WHAT IS EXPECTED
Show me each line of the listing below where the word "good" appears.

══════════════════════════════

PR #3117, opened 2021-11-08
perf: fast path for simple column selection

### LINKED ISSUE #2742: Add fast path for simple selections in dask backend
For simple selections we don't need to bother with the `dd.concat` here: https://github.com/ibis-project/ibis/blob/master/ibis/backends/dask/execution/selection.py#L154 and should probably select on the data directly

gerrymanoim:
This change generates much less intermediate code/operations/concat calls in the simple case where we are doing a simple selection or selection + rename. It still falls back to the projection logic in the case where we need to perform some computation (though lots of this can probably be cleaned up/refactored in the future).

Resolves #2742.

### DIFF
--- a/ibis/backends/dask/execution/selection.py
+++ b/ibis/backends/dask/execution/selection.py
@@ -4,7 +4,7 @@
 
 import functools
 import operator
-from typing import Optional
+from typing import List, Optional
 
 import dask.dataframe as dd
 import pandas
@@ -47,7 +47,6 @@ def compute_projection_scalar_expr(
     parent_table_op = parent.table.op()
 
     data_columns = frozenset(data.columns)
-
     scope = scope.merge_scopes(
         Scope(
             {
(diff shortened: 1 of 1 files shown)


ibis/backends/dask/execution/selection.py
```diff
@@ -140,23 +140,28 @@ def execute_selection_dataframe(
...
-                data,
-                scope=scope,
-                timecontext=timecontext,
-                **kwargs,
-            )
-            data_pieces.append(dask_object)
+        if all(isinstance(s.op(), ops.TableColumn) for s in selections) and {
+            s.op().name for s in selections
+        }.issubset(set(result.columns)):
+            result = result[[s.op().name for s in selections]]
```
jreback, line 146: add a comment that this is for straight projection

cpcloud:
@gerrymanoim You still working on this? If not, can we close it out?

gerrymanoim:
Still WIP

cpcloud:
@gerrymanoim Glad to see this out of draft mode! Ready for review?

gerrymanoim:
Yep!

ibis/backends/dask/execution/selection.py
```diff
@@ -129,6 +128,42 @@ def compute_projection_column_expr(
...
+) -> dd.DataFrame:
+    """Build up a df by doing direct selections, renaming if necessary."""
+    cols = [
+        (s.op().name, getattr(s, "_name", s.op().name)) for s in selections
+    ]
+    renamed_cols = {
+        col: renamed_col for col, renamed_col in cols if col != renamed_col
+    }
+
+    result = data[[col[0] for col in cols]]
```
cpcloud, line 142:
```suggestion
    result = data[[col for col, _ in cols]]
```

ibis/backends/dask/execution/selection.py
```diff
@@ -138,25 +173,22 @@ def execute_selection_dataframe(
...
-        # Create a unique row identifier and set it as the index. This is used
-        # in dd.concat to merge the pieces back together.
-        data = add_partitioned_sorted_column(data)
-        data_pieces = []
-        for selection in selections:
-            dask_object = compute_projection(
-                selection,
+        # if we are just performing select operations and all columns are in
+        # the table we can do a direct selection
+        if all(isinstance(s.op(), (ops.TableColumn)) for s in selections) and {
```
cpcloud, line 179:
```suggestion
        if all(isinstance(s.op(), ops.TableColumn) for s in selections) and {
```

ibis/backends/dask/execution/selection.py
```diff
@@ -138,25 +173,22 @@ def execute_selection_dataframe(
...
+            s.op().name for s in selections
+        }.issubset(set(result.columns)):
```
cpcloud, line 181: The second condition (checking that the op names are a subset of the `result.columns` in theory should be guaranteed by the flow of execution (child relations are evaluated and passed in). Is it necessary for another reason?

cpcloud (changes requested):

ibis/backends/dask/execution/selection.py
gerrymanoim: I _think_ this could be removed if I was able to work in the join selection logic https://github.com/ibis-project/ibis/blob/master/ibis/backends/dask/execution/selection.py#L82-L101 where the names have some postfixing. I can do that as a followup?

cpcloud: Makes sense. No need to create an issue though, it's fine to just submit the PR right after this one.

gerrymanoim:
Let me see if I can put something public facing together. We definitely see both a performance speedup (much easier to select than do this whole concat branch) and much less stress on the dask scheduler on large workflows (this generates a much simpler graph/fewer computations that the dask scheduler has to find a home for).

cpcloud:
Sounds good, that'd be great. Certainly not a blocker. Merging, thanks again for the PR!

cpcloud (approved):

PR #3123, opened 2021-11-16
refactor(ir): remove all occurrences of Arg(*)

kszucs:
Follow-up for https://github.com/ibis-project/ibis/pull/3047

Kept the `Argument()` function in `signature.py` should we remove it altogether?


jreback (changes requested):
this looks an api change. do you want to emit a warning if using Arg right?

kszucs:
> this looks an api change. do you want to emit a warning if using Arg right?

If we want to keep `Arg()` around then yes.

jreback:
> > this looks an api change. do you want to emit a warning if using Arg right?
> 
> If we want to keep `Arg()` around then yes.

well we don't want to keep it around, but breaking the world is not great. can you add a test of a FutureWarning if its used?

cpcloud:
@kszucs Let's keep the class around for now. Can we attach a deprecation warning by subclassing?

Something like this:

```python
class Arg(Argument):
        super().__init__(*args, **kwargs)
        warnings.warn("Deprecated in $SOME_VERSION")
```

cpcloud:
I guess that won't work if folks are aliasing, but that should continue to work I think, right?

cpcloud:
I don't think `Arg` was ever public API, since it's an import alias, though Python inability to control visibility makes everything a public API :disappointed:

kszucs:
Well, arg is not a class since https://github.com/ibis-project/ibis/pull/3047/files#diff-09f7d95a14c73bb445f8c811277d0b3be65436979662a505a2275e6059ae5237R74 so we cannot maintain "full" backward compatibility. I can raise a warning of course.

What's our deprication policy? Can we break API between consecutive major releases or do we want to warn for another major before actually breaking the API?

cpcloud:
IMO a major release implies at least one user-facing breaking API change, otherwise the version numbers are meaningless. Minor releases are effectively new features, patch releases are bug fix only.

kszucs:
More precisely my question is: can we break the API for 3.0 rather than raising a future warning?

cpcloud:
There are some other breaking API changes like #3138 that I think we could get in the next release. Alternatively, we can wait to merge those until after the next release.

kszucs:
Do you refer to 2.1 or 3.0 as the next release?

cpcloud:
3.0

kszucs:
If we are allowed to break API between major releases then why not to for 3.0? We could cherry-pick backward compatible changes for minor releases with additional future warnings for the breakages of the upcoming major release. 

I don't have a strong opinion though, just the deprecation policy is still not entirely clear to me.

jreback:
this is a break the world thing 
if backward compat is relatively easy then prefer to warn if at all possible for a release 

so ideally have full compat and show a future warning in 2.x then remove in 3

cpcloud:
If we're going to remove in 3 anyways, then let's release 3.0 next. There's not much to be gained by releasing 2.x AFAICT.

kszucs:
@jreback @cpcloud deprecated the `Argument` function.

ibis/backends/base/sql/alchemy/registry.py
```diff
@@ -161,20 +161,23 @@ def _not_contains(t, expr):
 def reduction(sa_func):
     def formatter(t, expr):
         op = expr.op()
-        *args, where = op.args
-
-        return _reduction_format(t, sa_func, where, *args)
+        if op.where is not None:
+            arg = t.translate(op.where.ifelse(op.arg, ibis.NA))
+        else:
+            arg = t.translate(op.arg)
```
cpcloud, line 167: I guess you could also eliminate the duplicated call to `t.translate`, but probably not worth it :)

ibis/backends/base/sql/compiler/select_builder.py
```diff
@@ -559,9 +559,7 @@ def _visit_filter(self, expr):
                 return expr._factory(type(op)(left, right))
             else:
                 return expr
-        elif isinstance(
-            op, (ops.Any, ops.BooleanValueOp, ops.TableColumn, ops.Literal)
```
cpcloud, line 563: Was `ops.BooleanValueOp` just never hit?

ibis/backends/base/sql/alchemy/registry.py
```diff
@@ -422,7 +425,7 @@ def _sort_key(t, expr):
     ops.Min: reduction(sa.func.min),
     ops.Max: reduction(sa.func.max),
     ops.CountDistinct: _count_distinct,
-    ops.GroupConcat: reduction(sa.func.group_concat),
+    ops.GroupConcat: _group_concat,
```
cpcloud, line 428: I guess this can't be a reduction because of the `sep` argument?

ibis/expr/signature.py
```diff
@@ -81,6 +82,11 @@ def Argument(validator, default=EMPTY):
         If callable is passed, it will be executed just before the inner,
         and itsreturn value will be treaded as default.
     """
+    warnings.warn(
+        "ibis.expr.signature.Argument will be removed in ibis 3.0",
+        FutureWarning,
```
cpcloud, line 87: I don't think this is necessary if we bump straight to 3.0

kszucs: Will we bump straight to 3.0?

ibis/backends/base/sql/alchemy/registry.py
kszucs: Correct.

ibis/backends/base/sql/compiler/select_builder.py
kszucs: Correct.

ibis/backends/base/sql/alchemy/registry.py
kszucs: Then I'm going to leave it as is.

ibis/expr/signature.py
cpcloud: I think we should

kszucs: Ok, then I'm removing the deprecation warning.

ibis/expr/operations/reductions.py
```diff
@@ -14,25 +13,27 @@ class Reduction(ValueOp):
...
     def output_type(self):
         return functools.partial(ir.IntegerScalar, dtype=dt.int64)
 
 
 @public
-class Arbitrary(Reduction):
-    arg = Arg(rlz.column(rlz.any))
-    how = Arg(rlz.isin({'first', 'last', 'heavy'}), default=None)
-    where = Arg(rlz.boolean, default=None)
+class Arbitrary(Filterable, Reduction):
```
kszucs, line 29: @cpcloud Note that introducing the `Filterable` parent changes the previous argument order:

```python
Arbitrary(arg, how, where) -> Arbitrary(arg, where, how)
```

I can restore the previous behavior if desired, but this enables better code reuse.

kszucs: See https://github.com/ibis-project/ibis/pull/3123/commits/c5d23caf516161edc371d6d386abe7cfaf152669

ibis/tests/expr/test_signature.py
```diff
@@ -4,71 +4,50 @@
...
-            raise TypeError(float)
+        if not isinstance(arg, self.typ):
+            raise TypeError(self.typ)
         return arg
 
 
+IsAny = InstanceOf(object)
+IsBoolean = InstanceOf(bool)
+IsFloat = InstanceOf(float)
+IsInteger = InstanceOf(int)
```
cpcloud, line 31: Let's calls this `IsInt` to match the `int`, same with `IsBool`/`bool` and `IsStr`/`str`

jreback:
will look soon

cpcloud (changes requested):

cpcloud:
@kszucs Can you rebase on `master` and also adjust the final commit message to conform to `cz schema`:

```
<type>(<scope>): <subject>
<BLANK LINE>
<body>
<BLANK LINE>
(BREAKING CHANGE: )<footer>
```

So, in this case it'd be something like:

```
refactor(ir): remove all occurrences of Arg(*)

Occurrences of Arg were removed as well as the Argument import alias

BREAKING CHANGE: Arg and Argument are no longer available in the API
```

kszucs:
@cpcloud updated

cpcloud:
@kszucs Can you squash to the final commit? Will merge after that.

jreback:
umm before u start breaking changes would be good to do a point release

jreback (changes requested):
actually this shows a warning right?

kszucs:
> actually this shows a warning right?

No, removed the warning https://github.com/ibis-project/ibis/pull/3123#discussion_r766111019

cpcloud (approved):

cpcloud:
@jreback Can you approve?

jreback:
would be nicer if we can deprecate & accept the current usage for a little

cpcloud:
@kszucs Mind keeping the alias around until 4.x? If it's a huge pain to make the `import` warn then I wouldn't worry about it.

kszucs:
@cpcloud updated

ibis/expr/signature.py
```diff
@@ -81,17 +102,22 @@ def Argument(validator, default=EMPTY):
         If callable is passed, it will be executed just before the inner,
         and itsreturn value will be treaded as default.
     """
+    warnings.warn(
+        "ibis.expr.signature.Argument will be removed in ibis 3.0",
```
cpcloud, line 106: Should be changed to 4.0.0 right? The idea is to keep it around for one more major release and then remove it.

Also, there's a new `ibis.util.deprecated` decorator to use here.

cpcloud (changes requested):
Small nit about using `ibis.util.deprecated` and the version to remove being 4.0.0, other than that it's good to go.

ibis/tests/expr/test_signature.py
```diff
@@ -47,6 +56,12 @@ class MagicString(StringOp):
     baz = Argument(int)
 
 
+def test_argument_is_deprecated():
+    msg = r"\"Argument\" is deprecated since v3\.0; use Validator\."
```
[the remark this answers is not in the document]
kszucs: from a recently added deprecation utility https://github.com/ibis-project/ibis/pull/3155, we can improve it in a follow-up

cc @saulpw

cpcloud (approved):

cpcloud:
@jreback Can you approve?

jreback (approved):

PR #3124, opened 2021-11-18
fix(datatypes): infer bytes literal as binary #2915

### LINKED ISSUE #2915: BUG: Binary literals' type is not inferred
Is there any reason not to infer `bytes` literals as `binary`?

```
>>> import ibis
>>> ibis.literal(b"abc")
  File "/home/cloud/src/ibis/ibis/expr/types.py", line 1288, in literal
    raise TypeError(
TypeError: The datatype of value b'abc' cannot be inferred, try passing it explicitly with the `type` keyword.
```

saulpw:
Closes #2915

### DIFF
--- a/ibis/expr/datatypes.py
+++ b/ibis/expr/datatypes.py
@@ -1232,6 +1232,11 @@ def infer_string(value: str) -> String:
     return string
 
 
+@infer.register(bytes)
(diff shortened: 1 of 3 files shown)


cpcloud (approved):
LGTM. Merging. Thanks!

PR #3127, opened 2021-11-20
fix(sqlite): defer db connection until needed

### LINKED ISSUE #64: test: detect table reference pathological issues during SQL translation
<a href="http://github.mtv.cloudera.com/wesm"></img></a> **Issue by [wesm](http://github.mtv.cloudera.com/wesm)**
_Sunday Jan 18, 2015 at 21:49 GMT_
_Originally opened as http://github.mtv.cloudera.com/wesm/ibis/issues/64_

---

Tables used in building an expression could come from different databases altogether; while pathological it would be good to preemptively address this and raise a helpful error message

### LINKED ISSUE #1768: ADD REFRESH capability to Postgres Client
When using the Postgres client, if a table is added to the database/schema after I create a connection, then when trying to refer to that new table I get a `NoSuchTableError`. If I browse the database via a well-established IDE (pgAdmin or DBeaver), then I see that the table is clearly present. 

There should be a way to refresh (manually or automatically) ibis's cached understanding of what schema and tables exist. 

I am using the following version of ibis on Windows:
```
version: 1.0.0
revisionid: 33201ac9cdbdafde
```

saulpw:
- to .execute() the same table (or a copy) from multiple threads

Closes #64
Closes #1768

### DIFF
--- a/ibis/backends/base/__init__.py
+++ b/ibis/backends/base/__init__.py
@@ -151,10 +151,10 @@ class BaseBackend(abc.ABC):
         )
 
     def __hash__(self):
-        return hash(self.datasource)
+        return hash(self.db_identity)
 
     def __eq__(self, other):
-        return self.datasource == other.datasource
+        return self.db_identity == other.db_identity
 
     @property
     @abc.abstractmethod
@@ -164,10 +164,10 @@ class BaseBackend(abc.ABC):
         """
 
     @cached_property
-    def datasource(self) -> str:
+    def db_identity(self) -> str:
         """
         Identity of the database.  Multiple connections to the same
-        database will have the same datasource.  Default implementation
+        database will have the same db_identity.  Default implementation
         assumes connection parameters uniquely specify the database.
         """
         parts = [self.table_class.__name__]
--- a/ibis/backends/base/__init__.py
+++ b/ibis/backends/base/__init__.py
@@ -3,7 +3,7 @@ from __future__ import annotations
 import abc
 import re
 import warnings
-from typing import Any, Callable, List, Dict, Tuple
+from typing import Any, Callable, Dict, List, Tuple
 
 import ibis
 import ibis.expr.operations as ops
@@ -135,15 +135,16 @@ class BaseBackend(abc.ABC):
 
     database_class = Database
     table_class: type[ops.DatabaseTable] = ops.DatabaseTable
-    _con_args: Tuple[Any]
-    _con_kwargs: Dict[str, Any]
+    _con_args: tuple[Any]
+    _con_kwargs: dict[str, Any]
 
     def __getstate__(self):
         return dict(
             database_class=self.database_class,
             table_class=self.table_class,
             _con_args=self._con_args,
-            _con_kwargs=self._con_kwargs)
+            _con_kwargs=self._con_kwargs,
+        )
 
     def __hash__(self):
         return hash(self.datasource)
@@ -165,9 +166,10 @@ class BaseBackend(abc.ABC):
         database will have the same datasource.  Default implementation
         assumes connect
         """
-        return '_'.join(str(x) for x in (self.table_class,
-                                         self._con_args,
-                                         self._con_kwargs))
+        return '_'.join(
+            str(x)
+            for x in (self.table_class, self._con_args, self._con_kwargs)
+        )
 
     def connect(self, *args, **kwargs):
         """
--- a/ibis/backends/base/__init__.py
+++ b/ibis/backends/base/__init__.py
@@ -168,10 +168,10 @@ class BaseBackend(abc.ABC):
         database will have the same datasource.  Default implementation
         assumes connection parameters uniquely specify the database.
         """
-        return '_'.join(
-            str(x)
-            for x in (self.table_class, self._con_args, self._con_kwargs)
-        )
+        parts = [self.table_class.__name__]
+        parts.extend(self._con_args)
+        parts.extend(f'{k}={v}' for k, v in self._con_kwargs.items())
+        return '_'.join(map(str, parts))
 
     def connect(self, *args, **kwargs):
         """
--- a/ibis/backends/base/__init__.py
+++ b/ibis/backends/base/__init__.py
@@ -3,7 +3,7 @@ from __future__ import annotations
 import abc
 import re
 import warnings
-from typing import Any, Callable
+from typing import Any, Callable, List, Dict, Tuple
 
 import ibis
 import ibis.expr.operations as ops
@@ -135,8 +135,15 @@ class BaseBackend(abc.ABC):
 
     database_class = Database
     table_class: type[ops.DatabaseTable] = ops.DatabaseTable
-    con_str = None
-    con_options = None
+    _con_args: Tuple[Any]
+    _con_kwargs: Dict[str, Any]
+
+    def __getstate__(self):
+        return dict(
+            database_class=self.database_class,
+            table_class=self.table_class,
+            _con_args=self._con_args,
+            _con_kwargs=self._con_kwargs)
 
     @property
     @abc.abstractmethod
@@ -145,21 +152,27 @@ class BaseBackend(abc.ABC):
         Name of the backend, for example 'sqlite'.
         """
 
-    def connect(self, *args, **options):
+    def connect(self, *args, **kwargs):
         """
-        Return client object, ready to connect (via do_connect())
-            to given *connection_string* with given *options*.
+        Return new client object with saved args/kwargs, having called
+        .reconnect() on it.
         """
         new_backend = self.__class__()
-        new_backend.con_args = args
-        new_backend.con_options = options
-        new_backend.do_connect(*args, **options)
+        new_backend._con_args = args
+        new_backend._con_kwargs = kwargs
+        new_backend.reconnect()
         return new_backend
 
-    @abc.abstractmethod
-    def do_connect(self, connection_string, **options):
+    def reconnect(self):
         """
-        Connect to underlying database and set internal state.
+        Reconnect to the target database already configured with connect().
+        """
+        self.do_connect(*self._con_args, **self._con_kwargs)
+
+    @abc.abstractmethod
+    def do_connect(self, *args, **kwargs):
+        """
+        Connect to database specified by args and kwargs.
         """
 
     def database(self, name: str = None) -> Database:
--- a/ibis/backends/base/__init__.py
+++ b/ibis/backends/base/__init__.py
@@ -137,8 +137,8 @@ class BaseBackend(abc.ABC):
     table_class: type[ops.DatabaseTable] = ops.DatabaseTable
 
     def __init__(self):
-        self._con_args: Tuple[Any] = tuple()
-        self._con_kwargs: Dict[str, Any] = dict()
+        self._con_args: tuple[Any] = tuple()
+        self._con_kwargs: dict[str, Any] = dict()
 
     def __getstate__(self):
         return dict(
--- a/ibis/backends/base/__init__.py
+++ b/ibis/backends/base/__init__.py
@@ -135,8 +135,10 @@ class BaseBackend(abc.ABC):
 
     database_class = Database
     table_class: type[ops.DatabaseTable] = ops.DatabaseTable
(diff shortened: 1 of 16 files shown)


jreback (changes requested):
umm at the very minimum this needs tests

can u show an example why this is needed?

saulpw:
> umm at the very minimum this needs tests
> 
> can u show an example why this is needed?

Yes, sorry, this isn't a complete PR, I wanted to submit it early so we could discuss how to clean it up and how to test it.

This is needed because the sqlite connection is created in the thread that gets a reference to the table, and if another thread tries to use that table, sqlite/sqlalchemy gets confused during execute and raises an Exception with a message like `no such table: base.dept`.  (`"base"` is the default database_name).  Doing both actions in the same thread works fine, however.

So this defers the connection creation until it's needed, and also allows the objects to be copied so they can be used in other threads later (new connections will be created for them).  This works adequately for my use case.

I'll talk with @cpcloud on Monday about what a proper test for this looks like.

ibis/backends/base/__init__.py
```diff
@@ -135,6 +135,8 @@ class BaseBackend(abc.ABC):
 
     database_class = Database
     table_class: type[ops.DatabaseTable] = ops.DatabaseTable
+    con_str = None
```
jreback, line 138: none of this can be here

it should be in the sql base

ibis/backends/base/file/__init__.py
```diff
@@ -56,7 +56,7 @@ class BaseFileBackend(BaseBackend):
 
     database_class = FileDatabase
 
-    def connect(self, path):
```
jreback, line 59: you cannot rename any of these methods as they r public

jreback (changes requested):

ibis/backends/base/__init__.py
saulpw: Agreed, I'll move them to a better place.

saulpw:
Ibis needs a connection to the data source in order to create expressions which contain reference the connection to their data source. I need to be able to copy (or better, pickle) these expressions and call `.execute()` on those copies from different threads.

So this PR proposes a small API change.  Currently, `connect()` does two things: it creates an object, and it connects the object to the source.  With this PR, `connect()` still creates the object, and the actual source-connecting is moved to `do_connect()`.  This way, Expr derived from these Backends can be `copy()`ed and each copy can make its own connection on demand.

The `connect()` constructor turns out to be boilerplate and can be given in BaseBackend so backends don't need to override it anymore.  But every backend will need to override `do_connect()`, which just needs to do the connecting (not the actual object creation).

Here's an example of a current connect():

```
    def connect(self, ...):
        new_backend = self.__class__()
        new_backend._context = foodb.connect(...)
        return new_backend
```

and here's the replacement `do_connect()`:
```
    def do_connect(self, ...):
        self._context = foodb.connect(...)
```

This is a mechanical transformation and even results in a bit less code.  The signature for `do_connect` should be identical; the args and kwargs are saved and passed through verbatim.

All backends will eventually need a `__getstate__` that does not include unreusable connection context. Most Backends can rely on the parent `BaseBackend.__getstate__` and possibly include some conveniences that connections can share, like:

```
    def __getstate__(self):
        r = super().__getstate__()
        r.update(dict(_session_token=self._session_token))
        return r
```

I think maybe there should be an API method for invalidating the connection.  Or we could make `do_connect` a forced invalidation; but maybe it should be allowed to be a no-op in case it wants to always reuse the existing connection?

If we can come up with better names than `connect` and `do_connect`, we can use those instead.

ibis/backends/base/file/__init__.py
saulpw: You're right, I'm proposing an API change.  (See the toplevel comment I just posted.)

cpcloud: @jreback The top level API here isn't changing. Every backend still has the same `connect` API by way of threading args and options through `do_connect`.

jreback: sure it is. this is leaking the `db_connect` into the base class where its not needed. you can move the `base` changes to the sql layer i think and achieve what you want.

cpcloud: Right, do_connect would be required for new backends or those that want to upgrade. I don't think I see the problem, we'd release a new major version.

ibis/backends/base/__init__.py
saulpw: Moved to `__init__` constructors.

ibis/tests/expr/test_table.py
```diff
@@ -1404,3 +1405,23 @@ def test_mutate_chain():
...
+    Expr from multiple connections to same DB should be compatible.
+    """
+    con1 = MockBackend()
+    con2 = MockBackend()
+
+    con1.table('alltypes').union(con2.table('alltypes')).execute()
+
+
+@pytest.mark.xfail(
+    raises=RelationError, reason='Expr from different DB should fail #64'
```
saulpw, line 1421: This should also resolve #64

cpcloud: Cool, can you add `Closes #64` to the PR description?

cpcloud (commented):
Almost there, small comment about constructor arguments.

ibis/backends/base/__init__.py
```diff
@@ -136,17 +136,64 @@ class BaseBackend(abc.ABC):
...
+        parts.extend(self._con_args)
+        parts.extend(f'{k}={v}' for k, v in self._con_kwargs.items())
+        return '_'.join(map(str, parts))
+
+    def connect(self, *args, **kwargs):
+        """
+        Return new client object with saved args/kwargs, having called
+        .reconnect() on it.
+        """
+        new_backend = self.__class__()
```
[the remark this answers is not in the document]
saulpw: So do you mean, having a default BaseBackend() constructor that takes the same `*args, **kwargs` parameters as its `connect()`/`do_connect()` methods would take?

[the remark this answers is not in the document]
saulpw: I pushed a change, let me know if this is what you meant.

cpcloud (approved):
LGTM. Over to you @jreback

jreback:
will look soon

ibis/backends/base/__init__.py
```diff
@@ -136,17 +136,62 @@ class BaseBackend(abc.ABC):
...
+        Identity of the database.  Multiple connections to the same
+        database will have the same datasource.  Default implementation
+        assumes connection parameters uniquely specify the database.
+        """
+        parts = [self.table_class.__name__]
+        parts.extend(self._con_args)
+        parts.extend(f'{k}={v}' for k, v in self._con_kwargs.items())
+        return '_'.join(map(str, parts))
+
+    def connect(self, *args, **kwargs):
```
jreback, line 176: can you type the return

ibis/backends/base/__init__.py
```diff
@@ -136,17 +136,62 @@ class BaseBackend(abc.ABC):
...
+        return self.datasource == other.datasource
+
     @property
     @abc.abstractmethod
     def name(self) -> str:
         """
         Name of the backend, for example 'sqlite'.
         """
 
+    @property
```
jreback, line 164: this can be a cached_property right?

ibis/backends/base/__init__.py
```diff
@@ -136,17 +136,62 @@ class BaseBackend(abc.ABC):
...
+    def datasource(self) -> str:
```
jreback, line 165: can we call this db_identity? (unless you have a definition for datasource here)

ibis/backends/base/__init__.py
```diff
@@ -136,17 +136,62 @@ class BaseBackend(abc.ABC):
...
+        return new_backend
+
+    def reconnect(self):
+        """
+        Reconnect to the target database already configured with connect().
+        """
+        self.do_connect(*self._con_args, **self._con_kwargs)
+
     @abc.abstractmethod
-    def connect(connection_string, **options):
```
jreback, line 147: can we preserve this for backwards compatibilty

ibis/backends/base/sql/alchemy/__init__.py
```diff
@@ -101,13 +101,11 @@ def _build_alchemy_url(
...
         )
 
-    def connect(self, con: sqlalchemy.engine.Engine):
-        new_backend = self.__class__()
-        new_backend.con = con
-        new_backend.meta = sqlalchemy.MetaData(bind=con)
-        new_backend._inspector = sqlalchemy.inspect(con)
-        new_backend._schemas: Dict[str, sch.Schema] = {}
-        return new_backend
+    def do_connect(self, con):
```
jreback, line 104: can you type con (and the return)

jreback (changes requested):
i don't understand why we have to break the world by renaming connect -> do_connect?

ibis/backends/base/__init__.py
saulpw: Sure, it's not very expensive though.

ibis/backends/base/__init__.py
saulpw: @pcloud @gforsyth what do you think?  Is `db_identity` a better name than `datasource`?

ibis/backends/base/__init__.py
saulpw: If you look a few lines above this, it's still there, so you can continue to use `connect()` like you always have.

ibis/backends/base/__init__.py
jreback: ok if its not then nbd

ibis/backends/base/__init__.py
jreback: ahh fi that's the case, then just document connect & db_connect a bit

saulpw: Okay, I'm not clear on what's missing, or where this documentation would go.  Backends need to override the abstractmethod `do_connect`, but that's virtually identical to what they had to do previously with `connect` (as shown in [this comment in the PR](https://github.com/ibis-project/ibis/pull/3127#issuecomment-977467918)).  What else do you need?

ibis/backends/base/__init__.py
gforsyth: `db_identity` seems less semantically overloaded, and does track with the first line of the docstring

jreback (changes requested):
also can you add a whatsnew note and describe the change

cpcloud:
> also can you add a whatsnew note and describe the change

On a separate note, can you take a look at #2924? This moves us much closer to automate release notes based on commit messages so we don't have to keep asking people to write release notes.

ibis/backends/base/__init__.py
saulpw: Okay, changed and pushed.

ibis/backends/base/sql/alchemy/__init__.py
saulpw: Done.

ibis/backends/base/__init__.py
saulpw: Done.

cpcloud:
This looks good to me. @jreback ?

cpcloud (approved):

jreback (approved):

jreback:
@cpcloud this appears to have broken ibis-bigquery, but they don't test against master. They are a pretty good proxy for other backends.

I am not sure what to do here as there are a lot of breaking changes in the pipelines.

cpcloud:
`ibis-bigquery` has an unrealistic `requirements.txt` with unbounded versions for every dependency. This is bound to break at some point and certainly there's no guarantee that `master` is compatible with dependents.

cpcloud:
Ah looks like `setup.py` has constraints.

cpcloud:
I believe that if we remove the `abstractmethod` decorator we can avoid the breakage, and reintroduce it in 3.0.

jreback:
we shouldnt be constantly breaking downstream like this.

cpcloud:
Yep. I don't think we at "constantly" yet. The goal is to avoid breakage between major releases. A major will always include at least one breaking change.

══════════════════════════════

RESPONSE FOR THIS EXERCISE
Sounds good, that'd be great. Certainly not a blocker. Merging, thanks again for the PR!
umm before u start breaking changes would be good to do a point release
Small nit about using `ibis.util.deprecated` and the version to remove being 4.0.0, other than that it's good to go.
Tables used in building an expression could come from different databases altogether; while pathological it would be good to preemptively address this and raise a helpful error message
This looks good to me. @jreback ?
@cpcloud this appears to have broken ibis-bigquery, but they don't test against master. They are a pretty good proxy for other backends.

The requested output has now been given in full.